• _Activity_
Pull every line containing "duplicated" from the entries.

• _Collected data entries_
○ ○ ○

PR #166, opened 2020-06-08
Allow workers to authenticate with SSL certificate

athos-ribeiro:
This can be used as an alternative to completely disabling
authentication requirements for environments without kerberos support

* See https://requests.readthedocs.io/en/master/user/advanced/#client-side-certificates

### DIFF
--- a/cachito/workers/config.py
+++ b/cachito/workers/config.py
@@ -171,6 +171,9 @@ def validate_celery_config(conf, **kwargs):
             "the other must also be set"
         )
 
+    if conf.get("cachito_auth_type") == "cert" and conf.get("cachito_auth_cert") is None:
+        raise ConfigError('cachito_auth_cert configuration must be set for "cert" authentication')
+
     if not isinstance(conf.get("cachito_default_environment_variables"), dict):
         raise ConfigError(
             'The configuration "cachito_default_environment_variables" must be a dictionary'
--- a/cachito/workers/requests.py
+++ b/cachito/workers/requests.py
@@ -1,9 +1,13 @@
 # SPDX-License-Identifier: GPL-3.0-or-later
+import logging
+
 import requests
 from requests.packages.urllib3.util.retry import Retry
 import requests_kerberos
 
 from cachito.workers.config import get_worker_config
+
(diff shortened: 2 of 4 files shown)


cachito/workers/requests.py
```diff
@@ -16,10 +21,17 @@ def get_requests_session(auth=False):
...
-        )
+    if auth:
+        if config.cachito_auth_type == "kerberos":
+            session.auth = requests_kerberos.HTTPKerberosAuth(
+                mutual_authentication=requests_kerberos.OPTIONAL
+            )
+        elif config.cachito_auth_type == "cert":
+            try:
+                session.cert = config.cachito_auth_cert
+            except AttributeError:
```
mprahl, line 32: This isn't needed since you validate that it's always set in `validate_celery_config` right?

cachito/workers/requests.py
```diff
@@ -1,10 +1,15 @@
 # SPDX-License-Identifier: GPL-3.0-or-later
+
```
mprahl, line 2:
```suggestion
```

cachito/workers/config.py
```diff
@@ -158,6 +158,9 @@ def validate_celery_config(conf, **kwargs):
             "the other must also be set"
         )
 
+    if conf.get("cachito_auth_type") == "cert" and conf.get("cachito_auth_cert") is None:
+        raise ConfigError("cachito_auth_cert configuration must be set for 'cert' authentication")
```
mprahl, line 162:
```suggestion
        raise ConfigError('The configuration "cachito_auth_cert" must be set for "cert" authentication')
```

cachito/workers/requests.py
athos-ribeiro: Right. I added it there just to be safe, in case the validation changes or is skipped for some reason in the future. Removed!

mprahl:
@athos-ribeiro could you please rebase? We can merge this afterwards.

athos-ribeiro:
Rebased.

I tested this in osbs-box with https://github.com/containerbuildsystem/osbs-box/pull/123 and it works as expected.

PR #173, opened 2020-06-23
Generate content manifest files for Go packages

athos-ribeiro:

### DIFF
--- a/cachito/web/api_v1.py
+++ b/cachito/web/api_v1.py
@@ -12,6 +12,7 @@ from cachito.errors import CachitoError, ValidationError
 from cachito.web import db
 from cachito.web.models import (
     ConfigFileBase64,
+    ContentManifest,
     Dependency,
     EnvironmentVariable,
     Package,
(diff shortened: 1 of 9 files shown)


athos-ribeiro:
@mprahl, @lcarva:

When will we start supporting multiple package requests? To make a relation between the content manifests and packages, the packages would need to be allowed to have dependencies (instead of having the dependencies linked to the request). I started working on having such dependency, but then I realized the reason the dependencies are related to the requests is due to the dependency replacement feature.

Moreover I did not want to add the "go-package" packages to the request so they will not be displayed in the main cachito request endpoint (which could generate confusion as they would seem to be duplicated entries for Golang packages).

Ideally, we would store the packages data in the database, with a relation referencing the content manifest and the content manifest to_json method would generate the file on the fly.

Thoughts?

mprahl:
> @mprahl, @lcarva:
> 
> When will we start supporting multiple package requests? To make a relation between the content manifests and packages, the packages would need to be allowed to have dependencies (instead of having the dependencies linked to the request). I started working on having such dependency, but then I realized the reason the dependencies are related to the requests is due to the dependency replacement feature.
> 
> Moreover I did not want to add the "go-package" packages to the request so they will not be displayed in the main cachito request endpoint (which could generate confusion as they would seem to be duplicated entries for Golang packages).
> 
> Ideally, we would store the packages data in the database, with a relation referencing the content manifest and the content manifest to_json method would generate the file on the fly.
> 
> Thoughts?

@athos-ribeiro I'm planning to start working on that today. How about that I make a separate PR just for linking dependencies to packages rather than requests and then you can rebase your PR on that?

athos-ribeiro:
Sounds good to me!

mprahl:
@athos-ribeiro FYI, #181 was merged.

athos-ribeiro:
Closing in favor of https://github.com/release-engineering/cachito/pull/187

PR #175, opened 2020-06-23
Add an allow list of npm file dependencies

mprahl:
One project that Cachito must support is a plugin for Kui, which must specify its configuration via an npm dependency. This project wants to use a file dependency for this to avoid a separate repository. Since this is a special case, this should be allowed.

Resolves CLOUDBLD-1533

### DIFF
--- a/cachito/workers/pkg_managers/npm.py
+++ b/cachito/workers/pkg_managers/npm.py
@@ -27,7 +27,7 @@ __all__ = [
 log = logging.getLogger(__name__)
 
 
-def _get_deps(package_lock_deps, _name_to_deps=None):
+def _get_deps(package_lock_deps, file_deps_allowlist, _name_to_deps=None):
     """
     Get a mapping of dependencies to all versions of the dependency.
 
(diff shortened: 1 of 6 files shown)


mprahl:
@nirzari could you please review?

nirzari:
@mprahl The code changes look good to me! Please fix pipeline before merging. :+1:

cachito/workers/pkg_managers/npm.py
```diff
@@ -276,10 +286,15 @@ def get_package_and_deps(package_json_path, package_lock_path):
         package_lock = json.load(f)
 
     package_lock_original = copy.deepcopy(package_lock)
-    name_to_deps, top_level_replacements = _get_deps(package_lock.get("dependencies", {}))
+    package = {"name": package_lock["name"], "type": "npm", "version": package_lock["version"]}
```
lcarva, line 289: We're using values from `package_lock` before `_get_deps` is called. I think that's ok because the only thing that may change withing `package_lock` is the `dependencies` which we do not use to construct the `package` dict.

PR #179, opened 2020-06-26
Add a configuration to ignore missing go.mod files

mprahl:
This is useful if the user erroneously specifies the "gomod"
package manager in a Cachito request when the repository
is not a Go module project.

This is also useful if the default package manager is set to
"gomod" and you want to allow users to make requests without
any package managers and would like them not to need to explicitly
set `"pkg_managers": []` in their request.


mprahl:
@athos-ribeiro could you please review?

PR #181, opened 2020-06-26
Associate request dependencies with the package they came from

mprahl:
This adds the "dependencies" key to each package in the "packages" array in the GET API endpoints.
    
This is necessary for future tasks such as generating content manifests and adding support for multiple packages of the same type in the same repository.

Relates to CLOUDBLD-1257

### DIFF
--- a/cachito/web/migrations/versions/1714d8e3002b_map_deps_to_pkg.py
+++ b/cachito/web/migrations/versions/1714d8e3002b_map_deps_to_pkg.py
@@ -1,0 +1,136 @@
+"""
+Map dependencies to their associated package.
+
+Revision ID: 1714d8e3002b
+Revises: b46cf36806d7
+Create Date: 2020-06-24 13:56:28.738839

○ ○ ○

• _Worked solution_
Moreover I did not want to add the "go-package" packages to the request so they will not be displayed in the main cachito request endpoint (which could generate confusion as they would seem to be duplicated entries for Golang packages).
> Moreover I did not want to add the "go-package" packages to the request so they will not be displayed in the main cachito request endpoint (which could generate confusion as they would seem to be duplicated entries for Golang packages).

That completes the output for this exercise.